Specifically, when Republican test subjects were shown self-contradictory quotes by George W. Bush and when Democratic test subjects were shown self-contradictory quotes by John Kerry, both groups tended to explain away the apparent contradictions in a manner biased to favor their candidate of choice. Similarly, areas of the brain responsible for reasoning (notably the dorsolateral prefrontal cortex) did not respond during the time subjects were coming to these conclusions, whereas circuits involved in processing negative emotion (e.g., the insular gyrus), conflict monitoring and resolution (the anterior cingulate), and what the researchers presumed to be unconscious emotion regulation (neural activity in the ventromedial and orbital prefrontal cortex) showed increased activity as compared to the subjects’ responses to politically neutral statements associated with politically neutral people (such as Tom Hanks).

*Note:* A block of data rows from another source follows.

Issue #1321, opened 2017-06-17
[ll] Integration: Device [01/03]


msiglreith:
_Metaissue for tracking the progress of the remaining issues for the first `ll` integration batch #1102 ._
_This integration step includes changes to window setup, device creation and command buffer submission_

- [x] Implement dx12 backend
- [x] Implement vulkan backend
- [x] Implement metal backend
- [x] Update glfw window
- [x] Update SDL2 window
- [ ] Improve error handling
- [ ] Improve documentation (descriptions, restrictions, examples, and possible module splits)
- [x] render: Allow setting synchronization primitives for `Encoder` flushing (e.g sync swapchain image acquistion)
- [ ] Swapchain recreation/resizing
- [x] Deprecate queues `wait_idle` (GPU side fence signal + CPU side wait)
- [x] Add handle for semaphores
- [x] Update examples
  - [x] `blend`
  - [x] `deferred`
  - [x] `flowmap`
  - [x] `gamma`
  - [x] `instancing`
  - [x] `mipmap`
  - [x] `particle`
  - [x] `performance`
  - [x] `shadow`
  - [x] `terrain`
  - [x] `terrain_tessellated`
  - [x] `triangle`
  - [x] `ubo_tilemap`

msiglreith:
As there seems to confusion regarding the `ll` branch, `corell` and the integration process I created some slides which hopefully communicate the current process better.
[gfx-rs LL integration.pdf](https://github.com/gfx-rs/gfx/files/1145735/gfx-rs.LL.integration.pdf)

msiglreith:
Swapchain recreation the only point missing from this list besides better error handling and some more love for the documentation. Recreation was harder to implement due to our handle based API.
Current development happens inside the `ll` branch which includes the integration of the other 2/3 of the process.

PR #1322, opened 2017-06-18
[ll] Update examples [17/..]

msiglreith:
* Update blend, flowmap and skybox examples
* Remove `gfx_core` dependency from cube example

cc #1321

### DIFF
--- a/examples/cube/main.rs
+++ b/examples/cube/main.rs
@@ -16,9 +16,8 @@ extern crate cgmath;
 #[macro_use]
 extern crate gfx;
 extern crate gfx_app;
-extern crate gfx_core;
 
-pub use gfx_app::{BackbufferView, ColorFormat, DepthFormat};
+use gfx_app::{BackbufferView, ColorFormat, DepthFormat};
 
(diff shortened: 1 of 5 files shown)


examples/cube/main.rs
```diff
@@ -167,9 +166,9 @@ impl<B: gfx::Backend> gfx_app::Application<B> for App<B> {
         }
     }
 
-    fn render<Gp>(&mut self, (frame, semaphore): (gfx_core::Frame, &<B::Resources as gfx::Resources>::Semaphore),
-                  pool: &mut Gp, queue: &mut gfx_core::queue::GraphicsQueueMut<B>)
-        where Gp: gfx_core::GraphicsCommandPool<B>
+    fn render<Gp>(&mut self, (frame, semaphore): (gfx::Frame, &<B::Resources as gfx::Resources>::Semaphore),
```
kvark: hopefully, the semaphore will eventually become something like `handle::Semaphore<B::Resources>`

msiglreith: Ah right, I will set it on the issue list!

Issue #1328, opened 2017-06-21
[pre-ll] Select proper buffer format when viewing as SRV


kvark:
Current code:
```rust
let format = gl::R8; //TODO: get from the buffer handle
```

cc @HeroesGrave

kvark:
Viewing buffer as SRV is not implemented yet in gfx-hal, closing the issue. We can open a new one for implementing the thing in the first place.

PR #1329, opened 2017-06-22
Implement buffer texture format selection for GL backend

HeroesGrave:
"Fixes" #1328 (although buffer textures aren't implemented at all for other backends)

Hopefully I managed to update all the function signatures for the different backends. I could only test the GL backend on my computer.

### DIFF
--- a/src/backend/gl/src/factory.rs
+++ b/src/backend/gl/src/factory.rs
@@ -18,7 +18,7 @@ use std::{slice, ptr};
 use {gl, tex};
 use core::{self as d, factory as f, texture as t, buffer, mapping};
 use core::memory::{self, Bind, SHADER_RESOURCE, UNORDERED_ACCESS, Typed};
-use core::format::ChannelType;
+use core::format::{ChannelType, Format};
 use core::handle::{self, Producer};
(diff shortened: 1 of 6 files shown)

Subjects were then presented with information that exonerated their candidate of choice. When this occurred, areas of the brain involved in reward (notably dopamine-rich regions such as the striatum / nucleus accumbens) showed increased activity, essentially reinforcing both their positive feelings toward their favored candidate and defensive reasoning.

Westen said,
 None of the circuits involved in conscious reasoning were particularly engaged... Essentially, it appears as if partisans twirl the cognitive kaleidoscope until they get the conclusions they want... Everyone... may reason to emotionally biased judgments when they have a vested interest in how to interpret 'the facts.'
The study was published in the Journal of Cognitive Neuroscience 18:11, pp. 1947–58, a peer-reviewed scientific journal.

=== Books ===
In 2007, PublicAffairs published Westen's The Political Brain. The book has been widely used by political candidates and leaders around the world and is credited as having influenced campaign strategies in a number of races, beginning with the 2008 Presidential race. President Bill Clinton described it as one of the most significant books in politics he had read in a decade.

==Personal life==
He is divorced and has two children.